§ WHAT TO DO: Where the line with "I used the example" appears below, start writing out lines exactly, and finish with the line with "Hm okay, the", which is included; write out nothing else.

§ Excerpts from a dataset:
◆ ◆ ◆ ◆ ◆ ◆ ◆
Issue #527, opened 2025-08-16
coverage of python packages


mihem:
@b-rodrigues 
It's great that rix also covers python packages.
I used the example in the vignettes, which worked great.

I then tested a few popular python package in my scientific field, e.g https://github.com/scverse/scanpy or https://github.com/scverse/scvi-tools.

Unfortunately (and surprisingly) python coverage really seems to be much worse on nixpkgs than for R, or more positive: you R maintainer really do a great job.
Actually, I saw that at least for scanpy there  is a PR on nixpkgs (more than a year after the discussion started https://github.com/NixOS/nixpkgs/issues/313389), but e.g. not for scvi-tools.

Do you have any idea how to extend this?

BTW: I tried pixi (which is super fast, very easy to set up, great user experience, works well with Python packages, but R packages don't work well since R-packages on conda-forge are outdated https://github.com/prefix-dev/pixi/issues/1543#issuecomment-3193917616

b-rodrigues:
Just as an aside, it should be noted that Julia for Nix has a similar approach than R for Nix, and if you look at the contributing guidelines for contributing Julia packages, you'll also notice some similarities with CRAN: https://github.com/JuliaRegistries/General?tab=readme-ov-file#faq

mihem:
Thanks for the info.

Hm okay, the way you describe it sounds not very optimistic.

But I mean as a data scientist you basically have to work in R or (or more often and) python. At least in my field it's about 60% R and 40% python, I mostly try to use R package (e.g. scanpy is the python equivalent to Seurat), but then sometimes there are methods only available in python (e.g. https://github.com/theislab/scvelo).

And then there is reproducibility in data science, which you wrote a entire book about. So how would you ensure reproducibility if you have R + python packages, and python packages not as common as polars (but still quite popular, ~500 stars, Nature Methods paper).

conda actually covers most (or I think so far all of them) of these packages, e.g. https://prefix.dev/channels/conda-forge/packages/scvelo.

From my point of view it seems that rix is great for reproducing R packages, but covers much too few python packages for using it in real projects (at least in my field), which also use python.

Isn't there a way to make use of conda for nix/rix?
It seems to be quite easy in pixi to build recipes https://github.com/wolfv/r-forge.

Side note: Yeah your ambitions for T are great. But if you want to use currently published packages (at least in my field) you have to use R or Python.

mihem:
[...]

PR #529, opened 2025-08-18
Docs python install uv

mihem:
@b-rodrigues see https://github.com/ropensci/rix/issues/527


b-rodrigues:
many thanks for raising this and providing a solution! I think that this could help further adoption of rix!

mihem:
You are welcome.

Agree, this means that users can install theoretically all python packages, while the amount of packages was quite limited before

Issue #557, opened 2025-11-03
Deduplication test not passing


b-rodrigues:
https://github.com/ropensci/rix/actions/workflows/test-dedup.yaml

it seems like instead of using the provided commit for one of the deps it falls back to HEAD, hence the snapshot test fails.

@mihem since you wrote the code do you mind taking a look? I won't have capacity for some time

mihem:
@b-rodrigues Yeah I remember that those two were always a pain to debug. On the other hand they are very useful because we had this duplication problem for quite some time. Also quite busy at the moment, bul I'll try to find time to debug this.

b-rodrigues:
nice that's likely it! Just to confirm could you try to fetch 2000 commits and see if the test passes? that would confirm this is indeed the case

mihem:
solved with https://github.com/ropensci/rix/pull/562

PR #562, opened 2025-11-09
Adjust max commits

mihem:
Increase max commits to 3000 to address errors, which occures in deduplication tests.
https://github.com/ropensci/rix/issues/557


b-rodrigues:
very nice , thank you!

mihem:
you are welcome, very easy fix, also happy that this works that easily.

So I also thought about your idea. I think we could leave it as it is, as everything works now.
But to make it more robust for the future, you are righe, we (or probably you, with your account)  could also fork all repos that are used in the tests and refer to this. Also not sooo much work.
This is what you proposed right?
◆ ◆ ◆ ◆ ◆ ◆ ◆
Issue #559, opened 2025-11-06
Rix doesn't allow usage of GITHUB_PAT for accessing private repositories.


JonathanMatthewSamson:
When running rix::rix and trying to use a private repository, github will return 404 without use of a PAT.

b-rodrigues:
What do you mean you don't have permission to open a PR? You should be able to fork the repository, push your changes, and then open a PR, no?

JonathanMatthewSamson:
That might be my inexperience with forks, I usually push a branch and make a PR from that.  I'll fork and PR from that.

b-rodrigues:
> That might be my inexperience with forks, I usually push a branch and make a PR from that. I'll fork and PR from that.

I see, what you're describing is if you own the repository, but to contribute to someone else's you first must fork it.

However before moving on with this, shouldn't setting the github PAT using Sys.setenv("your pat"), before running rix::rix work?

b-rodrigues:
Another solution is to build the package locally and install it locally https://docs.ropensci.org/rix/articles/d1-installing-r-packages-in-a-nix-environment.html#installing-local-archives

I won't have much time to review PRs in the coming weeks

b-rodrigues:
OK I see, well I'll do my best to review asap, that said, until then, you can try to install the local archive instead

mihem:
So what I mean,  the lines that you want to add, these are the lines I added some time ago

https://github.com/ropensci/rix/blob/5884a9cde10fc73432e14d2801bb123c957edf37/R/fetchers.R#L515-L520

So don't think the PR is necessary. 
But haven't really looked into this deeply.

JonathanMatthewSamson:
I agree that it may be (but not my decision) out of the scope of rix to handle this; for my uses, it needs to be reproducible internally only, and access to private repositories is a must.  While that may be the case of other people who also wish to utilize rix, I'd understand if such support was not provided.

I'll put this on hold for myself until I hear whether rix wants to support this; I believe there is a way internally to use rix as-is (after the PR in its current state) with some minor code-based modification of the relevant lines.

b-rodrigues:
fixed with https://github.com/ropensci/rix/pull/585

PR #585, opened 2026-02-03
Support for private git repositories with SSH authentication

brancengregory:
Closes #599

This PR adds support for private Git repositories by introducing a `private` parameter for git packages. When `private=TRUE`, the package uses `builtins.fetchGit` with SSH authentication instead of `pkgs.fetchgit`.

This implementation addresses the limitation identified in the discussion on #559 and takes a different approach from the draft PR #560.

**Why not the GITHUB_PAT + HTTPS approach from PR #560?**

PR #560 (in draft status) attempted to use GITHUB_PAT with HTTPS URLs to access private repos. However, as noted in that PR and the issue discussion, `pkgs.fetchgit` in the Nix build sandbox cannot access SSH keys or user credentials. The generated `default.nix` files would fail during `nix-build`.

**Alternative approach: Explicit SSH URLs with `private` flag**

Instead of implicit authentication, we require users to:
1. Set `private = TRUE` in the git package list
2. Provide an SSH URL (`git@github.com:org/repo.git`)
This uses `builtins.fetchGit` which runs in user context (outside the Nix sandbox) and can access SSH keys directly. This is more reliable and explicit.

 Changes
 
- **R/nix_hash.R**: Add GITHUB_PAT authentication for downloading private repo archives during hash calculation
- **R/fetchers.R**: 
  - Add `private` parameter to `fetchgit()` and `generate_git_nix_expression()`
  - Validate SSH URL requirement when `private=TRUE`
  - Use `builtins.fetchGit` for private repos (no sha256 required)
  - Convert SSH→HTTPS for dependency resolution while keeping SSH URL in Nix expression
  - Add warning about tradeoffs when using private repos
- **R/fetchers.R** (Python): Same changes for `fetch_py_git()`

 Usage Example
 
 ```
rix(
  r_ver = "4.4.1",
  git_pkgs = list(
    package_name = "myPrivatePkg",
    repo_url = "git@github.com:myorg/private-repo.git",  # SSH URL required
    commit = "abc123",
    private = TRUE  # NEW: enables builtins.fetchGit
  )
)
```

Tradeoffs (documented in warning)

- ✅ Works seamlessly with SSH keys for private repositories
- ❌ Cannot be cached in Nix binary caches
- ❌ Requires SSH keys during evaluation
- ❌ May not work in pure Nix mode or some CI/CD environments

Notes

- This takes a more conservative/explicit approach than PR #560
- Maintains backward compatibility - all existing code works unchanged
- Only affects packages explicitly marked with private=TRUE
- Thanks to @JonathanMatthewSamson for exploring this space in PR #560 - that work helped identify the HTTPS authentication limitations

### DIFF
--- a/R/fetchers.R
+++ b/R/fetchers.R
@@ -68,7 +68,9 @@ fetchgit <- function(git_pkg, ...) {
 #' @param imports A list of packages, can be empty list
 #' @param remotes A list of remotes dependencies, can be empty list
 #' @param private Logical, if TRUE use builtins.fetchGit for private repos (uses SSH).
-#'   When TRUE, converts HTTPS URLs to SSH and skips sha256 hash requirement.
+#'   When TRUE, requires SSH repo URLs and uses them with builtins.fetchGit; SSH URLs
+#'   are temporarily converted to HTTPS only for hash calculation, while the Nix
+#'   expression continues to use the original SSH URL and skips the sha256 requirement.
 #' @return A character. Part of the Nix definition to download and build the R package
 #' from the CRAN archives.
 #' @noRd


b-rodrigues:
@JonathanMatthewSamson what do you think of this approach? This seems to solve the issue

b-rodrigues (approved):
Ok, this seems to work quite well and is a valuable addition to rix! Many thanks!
◆ ◆ ◆ ◆ ◆ ◆ ◆
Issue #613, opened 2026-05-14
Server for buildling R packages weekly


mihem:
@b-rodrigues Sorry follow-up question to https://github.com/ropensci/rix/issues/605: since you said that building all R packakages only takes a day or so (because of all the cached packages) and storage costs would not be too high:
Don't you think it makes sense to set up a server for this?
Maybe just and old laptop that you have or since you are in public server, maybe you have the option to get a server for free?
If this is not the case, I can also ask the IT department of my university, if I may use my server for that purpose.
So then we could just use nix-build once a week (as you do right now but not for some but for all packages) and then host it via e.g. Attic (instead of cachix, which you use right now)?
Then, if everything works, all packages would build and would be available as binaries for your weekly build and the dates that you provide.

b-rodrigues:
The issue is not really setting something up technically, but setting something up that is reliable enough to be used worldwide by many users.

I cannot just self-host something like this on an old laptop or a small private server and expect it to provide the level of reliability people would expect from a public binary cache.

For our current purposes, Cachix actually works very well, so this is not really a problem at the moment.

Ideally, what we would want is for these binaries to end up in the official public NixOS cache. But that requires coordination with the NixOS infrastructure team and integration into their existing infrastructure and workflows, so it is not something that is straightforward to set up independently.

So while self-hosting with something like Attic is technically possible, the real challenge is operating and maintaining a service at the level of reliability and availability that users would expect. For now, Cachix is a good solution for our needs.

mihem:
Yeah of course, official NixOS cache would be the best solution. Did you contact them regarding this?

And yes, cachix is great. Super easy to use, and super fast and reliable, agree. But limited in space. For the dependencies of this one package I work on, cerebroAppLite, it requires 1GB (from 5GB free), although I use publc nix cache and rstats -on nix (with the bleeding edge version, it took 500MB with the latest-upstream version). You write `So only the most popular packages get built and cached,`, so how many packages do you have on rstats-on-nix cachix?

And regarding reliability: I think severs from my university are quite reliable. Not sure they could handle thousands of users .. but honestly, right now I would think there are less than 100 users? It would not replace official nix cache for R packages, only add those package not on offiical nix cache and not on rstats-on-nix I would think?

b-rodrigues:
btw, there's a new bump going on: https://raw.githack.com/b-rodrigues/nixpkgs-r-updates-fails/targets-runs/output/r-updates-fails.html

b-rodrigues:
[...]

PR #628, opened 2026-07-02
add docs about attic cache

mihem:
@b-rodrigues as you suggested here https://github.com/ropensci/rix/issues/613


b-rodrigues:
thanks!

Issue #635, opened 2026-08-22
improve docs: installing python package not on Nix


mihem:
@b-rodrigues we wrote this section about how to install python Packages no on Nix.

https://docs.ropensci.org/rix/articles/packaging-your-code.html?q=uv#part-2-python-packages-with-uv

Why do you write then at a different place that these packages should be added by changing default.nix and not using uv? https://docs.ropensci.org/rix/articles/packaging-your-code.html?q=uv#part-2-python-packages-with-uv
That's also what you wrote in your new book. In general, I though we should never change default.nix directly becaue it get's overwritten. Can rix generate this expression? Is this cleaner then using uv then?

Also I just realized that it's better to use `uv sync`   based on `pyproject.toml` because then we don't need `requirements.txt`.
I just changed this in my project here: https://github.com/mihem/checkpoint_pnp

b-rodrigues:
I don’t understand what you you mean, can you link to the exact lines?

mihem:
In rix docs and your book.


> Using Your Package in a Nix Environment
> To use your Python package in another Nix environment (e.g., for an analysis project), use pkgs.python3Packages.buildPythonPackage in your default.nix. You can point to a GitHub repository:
◆ ◆ ◆ ◆ ◆ ◆ ◆
§ REPLY TO THE TASK:
I used the example in the vignettes, which worked great.

I then tested a few popular python package in my scientific field, e.g https://github.com/scverse/scanpy or https://github.com/scverse/scvi-tools.

Unfortunately (and surprisingly) python coverage really seems to be much worse on nixpkgs than for R, or more positive: you R maintainer really do a great job.
Actually, I saw that at least for scanpy there  is a PR on nixpkgs (more than a year after the discussion started https://github.com/NixOS/nixpkgs/issues/313389), but e.g. not for scvi-tools.

Do you have any idea how to extend this?

BTW: I tried pixi (which is super fast, very easy to set up, great user experience, works well with Python packages, but R packages don't work well since R-packages on conda-forge are outdated https://github.com/prefix-dev/pixi/issues/1543#issuecomment-3193917616

b-rodrigues:
Just as an aside, it should be noted that Julia for Nix has a similar approach than R for Nix, and if you look at the contributing guidelines for contributing Julia packages, you'll also notice some similarities with CRAN: https://github.com/JuliaRegistries/General?tab=readme-ov-file#faq

mihem:
Thanks for the info.

Hm okay, the way you describe it sounds not very optimistic.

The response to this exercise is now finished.